Work task =
What follows is a listing; give it again exactly, in its entirety.

========================

PR #1020, opened 2016-08-18
Don't set OpenSSL verify mode if none is explicitly passed

jhass:
While Net::SMTP.default_ssl_context doesn't return anywhere near sane defaults still,
if somebody was wise enough to monkey patch sane defaults into it, or if it ever changes
to have sane defaults, this shouldn't destroy those efforts by setting verify_mode back to
nil unless the gem is explicitly configured not to.


jeremy:
Sounds good. Test coverage?

jhass:
Updated.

========================

Task solution =
PR #1020, opened 2016-08-18
Don't set OpenSSL verify mode if none is explicitly passed

jhass:
While Net::SMTP.default_ssl_context doesn't return anywhere near sane defaults still,
if somebody was wise enough to monkey patch sane defaults into it, or if it ever changes
to have sane defaults, this shouldn't destroy those efforts by setting verify_mode back to
nil unless the gem is explicitly configured not to.


jeremy:
Sounds good. Test coverage?

jhass:
Updated.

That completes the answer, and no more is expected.